◆ **Action item**
Provide an exact reproduction of every entry.
═════ Source material
PR #1551, opened 2021-10-16
Update multiple dependences to recent version

kelson42:
Make a global upgrade of the dependences where this is possible.


kelson42:
@MananJethwani I try to update the base packages but have difficulties with `p-map` and `axios` which need (I guess small modification of the code). Would you please able to run:
```
$npm install axios@latest
$npm install p-map@latest
```

and secure the tests pass please?

kelson42:
@kelvinhammond This is an old attempt of upgraded a few dependences. I will now close it. Actually a few one are pretty important IMO, but they require slight changes which are over my small typescript skills. I think in particular to `redis`, `async`, `axios` and `p-map`.

PR #1622, opened 2022-06-12
Update docker

kelson42:
@rgaudin  It seems the `node-redis` image has to be pushed manually right?


kelvinhammond (approved):

rgaudin:
> @rgaudin It seems the `node-redis` image has to be pushed manually right?

That's right.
══════════
◆ **Expected answer**
PR #1551, opened 2021-10-16
Update multiple dependences to recent version

kelson42:
Make a global upgrade of the dependences where this is possible.


kelson42:
@MananJethwani I try to update the base packages but have difficulties with `p-map` and `axios` which need (I guess small modification of the code). Would you please able to run:
```
$npm install axios@latest
$npm install p-map@latest
```

and secure the tests pass please?

kelson42:
@kelvinhammond This is an old attempt of upgraded a few dependences. I will now close it. Actually a few one are pretty important IMO, but they require slight changes which are over my small typescript skills. I think in particular to `redis`, `async`, `axios` and `p-map`.

PR #1622, opened 2022-06-12
Update docker

kelson42:
@rgaudin  It seems the `node-redis` image has to be pushed manually right?


kelvinhammond (approved):

rgaudin:
> @rgaudin It seems the `node-redis` image has to be pushed manually right?

That's right.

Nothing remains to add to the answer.